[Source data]
——
PR #5510, opened 2022-03-02
GetAllResourcesFromSelector to retrieve resources of all kinds 

feloy:
with specific labels (to be used by "odo list" and "odo delete component")

**What type of PR is this:**

/kind feature

This PR adds a GetAllResourcesFromSelector, function thats searches all recources of any kind in the cluster

This function is intended to be used at least in `odo list` and `odo delete component`

The code comes 99% from https://github.com/ahmetb/kubectl-tree

### DIFF
--- a/pkg/kclient/all.go
+++ b/pkg/kclient/all.go
@@ -1,0 +1,182 @@
+package kclient
+
+import (
+	"context"
+	"fmt"
+	"strings"
+	"sync"
+	"time"
+
+	metav1 "k8s.io/apimachinery/pkg/apis/meta/v1"
+	"k8s.io/apimachinery/pkg/apis/meta/v1/unstructured"
+	"k8s.io/apimachinery/pkg/runtime/schema"
+	"k8s.io/client-go/discovery"
+	"k8s.io/client-go/dynamic"
+	"k8s.io/klog"
+)
+
+// Code into this file is heavily inspired from https://github.com/ahmetb/kubectl-tree
+
+func (c *Client) GetAllResourcesFromSelector(selector string, ns string) ([]unstructured.Unstructured, error) {
+	apis, err := findAPIs(c.discoveryClient)
+	if err != nil {
+		return nil, err
+	}
+	return getAllResources(c.DynamicClient, apis.list, ns, selector)
+}
+
+func getAllResources(client dynamic.Interface, apis []apiResource, ns string, selector string) ([]unstructured.Unstructured, error) {
+	var mu sync.Mutex
+	var wg sync.WaitGroup
+	var out []unstructured.Unstructured
+
+	start := time.Now()
+	klog.V(2).Infof("starting to query %d APIs in concurrently", len(apis))
+
+	var errResult error
+	for _, api := range apis {
+		if !api.r.Namespaced {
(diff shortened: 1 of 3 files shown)


pkg/kclient/all.go
```diff
@@ -0,0 +1,182 @@
...
+type resourceMap struct {
+	list []apiResource
+	m    resourceNameLookup
+}
+
+func findAPIs(client discovery.DiscoveryInterface) (*resourceMap, error) {
+	start := time.Now()
+	resList, err := client.ServerPreferredResources()
+	if err != nil {
+		return nil, fmt.Errorf("failed to fetch api groups from kubernetes: %w", err)
```
dharmit, line 116: IMO, we should return a zero value instead of `nil` when returning a pointer because the program would panic if the caller were to make use of it. I know it's not the case here, and that most of the time if `err != nil`, we don't care about what else was returned. I'm saying it so that we don't get into a problem if the returned value is indeed used.

Correct me if I am wrong.

feloy: IMO, absolutely not. The accepted rule is that if `err` is not nil, the other values are not usable. 
If the caller tries to use this value, it is a programming error and a potential bug/security hole, and should by caught as soon as possible. The panic is a very good way to catch it.

pkg/kclient/all.go
```diff
@@ -0,0 +1,182 @@
...
+		klog.V(5).Infof("iterating over group %s/%s (%d apis)", group.GroupVersion, group.APIVersion, len(group.APIResources))
+		gv, err := schema.ParseGroupVersion(group.GroupVersion)
+		if err != nil {
+			return nil, fmt.Errorf("%q cannot be parsed into groupversion: %w", group.GroupVersion, err)
+		}
+
+		for _, apiRes := range group.APIResources {
+			klog.V(5).Infof("  api=%s namespaced=%v", apiRes.Name, apiRes.Namespaced)
+			if !contains(apiRes.Verbs, "list") {
+				klog.V(4).Infof("    api (%s) doesn't have required verb, skipping: %v", apiRes.Name, apiRes.Verbs)
```
dharmit, line 134: Being pedantic/nitpicky here. Apologies in advance.

> `doesn't have required verb, skipping`

If something is "required" but it doesn't exist, we should fail. In this case, "list" doesn't fall into the definition of required, IMO.

pkg/kclient/all.go
dharmit: Hmm. Makes sense. 👍🏾

pkg/kclient/all.go
```diff
@@ -0,0 +1,182 @@
...
+	var errResult error
+	for _, api := range apis {
+		if !api.r.Namespaced {
+			klog.V(4).Infof("[query api] api (%s) is non-namespaced, skipping", api.r.Name)
+			continue
+		}
+		wg.Add(1)
+		go func(a apiResource) {
+			defer wg.Done()
+			klog.V(4).Infof("[query api] start: %s", a.GroupVersionResource())
```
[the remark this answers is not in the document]
feloy: I'm not the author of these lines, but I'm pretty sure that the author wanted, in `apiNames`, to not modify the `a` structure, and particularly the `a.SingularName` field (the immutability of variables should be considered as much as possible, even if not enforced by the language).

PR #5466, opened 2022-02-17
POC for odo interactive testing

anandrkskd:
Signed-off-by: anandrkskd <anandrkskd@gmail.com>

**What type of PR is this:**

/kind tests

**What does this PR do / why we need it:**
This PR contains a POC to write integration test for interactive mode of odo.

**Which issue(s) this PR fixes:**
Fixes #5320 

**PR acceptance criteria:**

- [ ] Unit test 

- [x] Integration test 

- [ ] Documentation 

**How to test changes / Special notes to the reviewer:**
ginkgo ./tests/integration/interactive/

PR #5514, opened 2022-03-03
Add welcoming messages to `odo init`

### LINKED ISSUE #5494: `odo init` - welcoming messages
/kind task

I had issues with my connection and when I run `odo init` it took a few seconds before it showed any output.
It looks like it is trying to do `Alizer` analysis as a first thing. 

There should be a message displayed first. So user is aware that odo is doing something

`odo init` can run in two modes. In an empty directory. Or with directory with existing code.

In empty directory the welcoming message should be something like:

```
The current directory is empty.
Odo will help with you starting a new project.
```

With directory with source code:
```
The current directory already contains source code.
Odo will try to autodetect language and project type to select best suited Devfile for your project.
```

## links
one of the acceptance criteria in 
- #5470 
- #5408

rm3l:
**What type of PR is this:**
/kind feature

This adds welcoming messages to the interactive mode of `init` CLI subcommand, so users do not wait few seconds before being showed any output.

Fixes #5494

**PR acceptance criteria:**

- [ ] Unit test 

- [x] Integration test 

- [ ] Documentation 

This builds upon #5466 for testing interactive commands. You can run the dedicated integration tests with:
```
ginkgo -v -focus 'Displaying welcoming messages' tests/integration/interactive
```


tests/helper/helper_interactive.go
```diff
@@ -37,6 +37,9 @@ func RunInteractive(command []string, test func(*expect.Console, *bytes.Buffer))
 	cmd.Stdin = c.Tty()
 	cmd.Stdout = c.Tty()
 	cmd.Stderr = c.Tty()
+	if env != nil {
+		cmd.Env = env
```
feloy, line 41: Are you sure the Env is empty? I would use `cmd.Env = append(cmd.Env, env)` instead

tests/integration/interactive/cmd_init_test.go
```diff
@@ -59,4 +61,126 @@ var _ = Describe("odo init interactive command tests", func() {
 		Expect(output).To(ContainSubstring("Your new component \"my-go-app\" is ready in the current directory."))
 		Expect(helper.ListFilesInDir(commonVar.Context)).To(ContainElements("devfile.yaml"))
 	})
+
+	Describe("Displaying welcoming messages", func() {
+
+		type tester func(*expect.Console, *bytes.Buffer)
```
feloy, line 67: Let's describe this type in `helper_interactive.go` and use it in the definition of `func RunInteractive`, so it can be reused

tests/integration/interactive/cmd_init_test.go
```diff
@@ -59,4 +61,126 @@ var _ = Describe("odo init interactive command tests", func() {
...
+
+		testFunc := func(language string, welcomingMsgs []string, additionalTester tester) tester {
```
feloy, line 69: Nice. Can you document what's the behaviour of this function so it could be reused or we can use it at a template for other tests?
Something similar to:
```
// this function returns a tester (usable for `RunInteractive`), that first expects welcomingMsgs, then run additionalTesters and finally expects the asking of a component name
```

tests/integration/interactive/cmd_init_test.go
```diff
@@ -59,4 +61,126 @@ var _ = Describe("odo init interactive command tests", func() {
...
+			It("should display appropriate welcoming messages", func() {
+				command := []string{"odo", "init"}
+				language := "java"
+				welcomingMsgs := []string{"The current directory is empty.", "Odo will help with you starting a new project."}
+				output, err := helper.RunInteractive(command,
+					// Setting verbosity level to 0, because we would be asserting the welcoming message is the first
+					// message displayed to the end user. So we do not want any potential debug lines to be printed first.
+					// Using envvars here (and not via the -v flag), because of https://github.com/redhat-developer/odo/issues/5513
+					[]string{"ODO_LOG_LEVEL=0"},
+					testFunc(language, welcomingMsgs, func(c *expect.Console, output *bytes.Buffer) {
```
feloy, line 113: As this block of test is already used in the previous tests, it would be nice to define this function at a higher level so it can be reused in different tests

feloy (changes requested):

feloy:
/test v4.9-integration-e2e

Infra error

tests/helper/helper_interactive.go
rm3l: Yes, I checked, and `Env` is empty by default.

Actually, per [the doc](https://pkg.go.dev/os/exec#Cmd):

> If Env is nil, the new process uses the current process's environment.

I assumed that, if a non-`nil` `env` is passed, it means that callers may want to have full control over the sub-process environment, and not inherit the current process one.
Unless we want to also allow to include the current process environment; in this case, we would need to append the slice returned by `os.Environ()`, I guess..
What do you think?

feloy: Yes, you are tight, I remember I used os.Environ() here (https://github.com/redhat-developer/odo/blob/main/pkg/devfile/image/docker_compatible.go#L36) for this purpose. 
If tests are passing without getting the original environment, let's keep it as is (`cmd.Env = env`).
Thanks

tests/integration/interactive/cmd_init_test.go
rm3l: Done. Please take another look.

rm3l:
> @rm3l can you take a look why test are facing due to timeout?

@anandrkskd Sure. Looking into it..
To help understand and debug the issue in CI, it would be helpful to make the `helper.RunInteractive` function log the output of the command passed in case errors happen. I will try to make those changes and see how it goes.

pkg/odo/cli/init/init.go
```diff
@@ -125,6 +125,16 @@ func (o *InitOptions) Run() (err error) {
...
 	}()
 
+	isEmptyDir, err := location.DirIsEmpty(o.clientset.FS, o.contextDir)
+	if err != nil {
+		return err
+	}
+	if isEmptyDir && len(o.flags) == 0 {
+		fmt.Println("The current directory is empty.\nOdo will help with you starting a new project.")
+	} else if len(o.flags) == 0 {
+		fmt.Println("The current directory already contains source code.\nOdo will try to autodetect language and project type to select best suited Devfile for your project.")
```
cdrage, line 135: odo should always be lower case :) never capitalized

cdrage (changes requested):
Awesome PR! I've proposed some changes.

rm3l:
> > @rm3l can you take a look why test are facing due to timeout?
> 
> @anandrkskd Sure. Looking into it.. To help understand and debug the issue in CI, it would be helpful to make the `helper.RunInteractive` function log the output of the command passed in case errors happen. I will try to make those changes and see how it goes.

@anandrkskd and @feloy: [9bd8c0c](https://github.com/redhat-developer/odo/pull/5514/commits/9bd8c0c008e6542bad0953a1391971b96fe638b3) makes it possible to log the command output read so far, in case of errors while calling `helper.ExpectString` or `helper.SendLine`. Do let me know what you think.
This commit allowed to narrow down the timeout issue to the interactive command testing environment being different.

In fact, I had a telemetry prompt being displayed first when calling `odo init` in a sub-process:
```
running interactive command [odo init] with env [ODO_LOG_LEVEL=0]
? Help odo improve by allowing it to collect usage data. Read about our privacy statement: https://developers.redhat.com/article/tool-data-collection. You can change your preference later by changing the ConsentTelemetry preference. (Y/n) [?25l78[?25h
```

And the tests were not passing because they expect the new welcoming messages to be displayed first.

This has been fixed with [ae75270](https://github.com/redhat-developer/odo/pull/5514/commits/ae75270bedec78d42fc6a2f20248d456760bcf03), which initializes the sub-process environment with the environment of the current process. This should hopefully fix the timeout issue in CI :)

feloy:
/lgtm
Great wotk, thanks @rm3l

pkg/odo/cli/init/init.go
```diff
@@ -125,6 +125,16 @@ func (o *InitOptions) Run() (err error) {
 		}
 	}()
 
+	isEmptyDir, err := location.DirIsEmpty(o.clientset.FS, o.contextDir)
+	if err != nil {
+		return err
+	}
+	if isEmptyDir && len(o.flags) == 0 {
+		fmt.Println("The current directory is empty.\nOdo will help with you starting a new project.")
```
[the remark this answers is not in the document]
rm3l: Thanks for your review, @cdrage.

> If the bolded output doesn't look good, just use fmt.Println.

Indeed, I used this function in the first place, but found the bold output not to be that readable when followed by other bold interactive questions ^^

> `odo` should also never be capitalized

Per the [issue acceptance criteria](https://github.com/redhat-developer/odo/issues/5494), I read "Odo", but you are certainly right.
```
The current directory is empty.
Odo will help with you starting a new project.
```

@kadel Any thoughts? Capitalized or not?

pkg/odo/cli/init/init.go
rm3l: Comment below : https://github.com/redhat-developer/odo/pull/5514#discussion_r820491142

pkg/odo/cli/init/init.go
```diff
@@ -125,6 +125,18 @@ func (o *InitOptions) Run() (err error) {
 		}
 	}()
 
+	isEmptyDir, err := location.DirIsEmpty(o.clientset.FS, o.contextDir)
+	if err != nil {
+		return err
+	}
+	if isEmptyDir && len(o.flags) == 0 {
+		fmt.Println("The current directory is empty.")
+		fmt.Println("Odo will help with you starting a new project.")
```
cdrage, line 134: `odo` should not be capitalized

Please avoid using newline / merge these messages into one line :)

pkg/odo/cli/init/init.go
```diff
@@ -125,6 +125,18 @@ func (o *InitOptions) Run() (err error) {
...
+	} else if len(o.flags) == 0 {
+		fmt.Println("The current directory already contains source code.")
+		fmt.Println("Odo will try to autodetect language and project type to select best suited Devfile for your project.")
```
cdrage, line 137: `odo` should not be capitalized

Please avoid using newline / merge these messages into one line :)

cdrage (changes requested):

pkg/odo/cli/init/init.go
cdrage: Correct grammar would be` odo will help you start a new project`

pkg/odo/cli/init/init.go
cdrage: Correct grammar would be: `odo will try to autodetect the language and project type in order to select the best suited Devfile for your project`

pkg/odo/cli/init/init.go
rm3l: Ok, I'll change those lines. I copied the messages provided in the parent issue #5494.
Thanks.

pkg/odo/cli/init/init.go
rm3l: Ok, I'll change those lines. I copied the messages provided in the parent issue #5494.
Thanks.

cdrage (approved):
/lgtm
——
### Task goal
Go through the data and gather every line that holds "Done".

### Expected output
+			defer wg.Done()
rm3l: Done. Please take another look.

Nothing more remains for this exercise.